** TASK TO COMPLETE **
Where does the string "mentioned" occur in the entries below? Copy every line where it does.

(Records excerpted from a collection)
***

PR #440, opened 2025-05-01
feat(linter): add hit_for_pass to valid return values for vcl_fetch s…

acme:
…ubroutine

Although it's not very documented, Fastly supports `return(hit_for_pass)` in a `vcl_fetch()` subroutine. It is an alias for `return(pass)`.

It is mentioned briefly at:
https://docs.fastly.com/en/guides/understanding-the-different-pass-action-behaviors

Related: https://github.com/fastly/vscode-fastly-vcl/issues/26


ysugimoto (approved):
Looks good.
Also, this return the next state should be implemented on the interpreter, I will do it on the another PR.

PR #453, opened 2025-05-13
Function variable string conversion

ysugimoto:
Related https://github.com/ysugimoto/falco/pull/298

This PR support implicit string conversion on function calling.
Some builtin function accepts `STRING` type in argument, then the VCL could pass the other type (e.g INTEGR, BOOL) as variable indent like `var.IntValue`, `var.BoolValue`, and then Fastly converts the variable to `STRING` type implicitly.

The string type conversion is based on `(value.Value).String()` method and special case for a `NOTSET` string - treat as empty string.

### DIFF
--- a/__generator__/interpreter.go
+++ b/__generator__/interpreter.go
@@ -4,6 +4,7 @@ import (
 	"bytes"
 	"fmt"
 	"os"
+	"slices"
 	"sort"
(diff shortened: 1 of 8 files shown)


ysugimoto:
This fix will be released on the next major version.

PR #458, opened 2025-05-16
Add `-w` shorthand flag for Unit Testing watch mode

taga3s:
## description

The [falco docs](https://github.com/ysugimoto/falco/blob/main/docs/configuration.md) mentioned that Unit Testing watch mode could be enabled with both `--watch` and `-w` flags, but `-w` didn’t work. So, I added support for the flag, which I think could improve usability.


ysugimoto (approved):
Thanks, looks good.

PR #491, opened 2017-11-01
issue: 1181379 Fix a TCP zero-wnd probe when there is data in-flight

DanielLibenson:
TCP zero-window probe message should not be sent when there
is data in-flight(unacked packets, pcb->unacked != NULL).


rafiw:
bot:retest

liranoz12:
bot:retest

liranoz12:
Merged #491

PR #494, opened 2017-11-05
issue: 1185372 Traffic is not offloaded for high VMA_RX_WRE values

liranoz12:
As part of VMA's initialization process, we are trying to open QP on
each ETH device (verify_eth_qp_creation()) which fails for high
VMA_RX_WRE values.
This happens because VMA is trying to open QP using high value of
VMA_RX_WRE which is not supported.
A better way to handle this is to use a default value of VMA_RX_WRE at
verify_eth_creation().


liranoz12:
Merged #494

PR #499, opened 2017-11-09
issue: 1175657 Fix ring statistics are not updated when flowtag is ena…

liranoz12:
…bled


liranoz12:
Merged #499

PR #500, opened 2017-11-12
issue: 1190561 detect change route dynamiclly

rafiw:
This commit adds support for detection of routing changes
detected by libnl.
Perior to this commmit:
1. There was no seperatin between new route and change rotue
2. Route invalidatioin was not discovered by the dst_entry.
This commit fixes both issues.

note: route delete is still not detected in libvma, so libvma
      will search the route table from the end. This will
      solve some of the issues (e.g. del route and adding new one),
      but this will not solve cases of just deleting routes and
      fallback to default\existing rule.


rafiw:
this could be problematic in case socket need to move between rings or devices.
effort is to big for now.

PR #507, opened 2017-11-20
issue: 1213478 Fix flow is attached to incorrect ring

liranoz12:
Although VMA creates net_device_val for each IP, while binding TCP
socket to a secondary ip, the established socket is attached to the
ring of the primary IP.


liranoz12:
From VMA 8.6, Net devices objects are created per interface index and not per ip.

PR #509, opened 2017-11-21
issue:1214066 add support for extended table id

rafiw:
This commit adds support for parsing route and rule
extended table_id


rafiw:
https://www.mail-archive.com/netdev@vger.kernel.org/msg15604.html
modern Linux kernels support for RTA_TABLE rtnetlink attribute.
For compatibility with previous kernels rtm_table field in struct rtmsg is 
used only for values less than 256."
extended table means table id can be uint32_t this is a new mode

liranoz12:
bot:retest

PR #512, opened 2017-11-22
issue: 1213984 use dst_enty to find the route MTU

rafiw:
VMA used only the IP destination address to find the MTU route.
This caused VMA not to consider source based rules.
This commit removes this logic and uses the dst_entry
in the socket to get the route and the MTU.

* 1c981ad issue: 1213984 use dst_enty to find the route MTU


liranoz12:
Merged #512

PR #521, opened 2017-12-15
Pr/issue 1228170

serglelv:
Enable RST for incoming packet that has the ACK bit set but not the SYN bit set


serglelv:
bot:retest

PR #522, opened 2017-12-15
issue: 1228170 Fix enable outgoing RST

serglelv:
Enable outgoing RST packet  for the incoming packet that has the ACK bit set but not the SYN bit set.


serglelv:
Please review. @liranoz12

PR #524, opened 2017-12-19
issue: 1235797 Not respond to incoming SYN-FIN in the listen state

serglelv:
TCP segment with the SYN-FIN-bits set in the listen state should be ignored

***

** OUTPUT BELOW **
It is mentioned briefly at:
The [falco docs](https://github.com/ysugimoto/falco/blob/main/docs/configuration.md) mentioned that Unit Testing watch mode could be enabled with both `--watch` and `-w` flags, but `-w` didn’t work. So, I added support for the flag, which I think could improve usability.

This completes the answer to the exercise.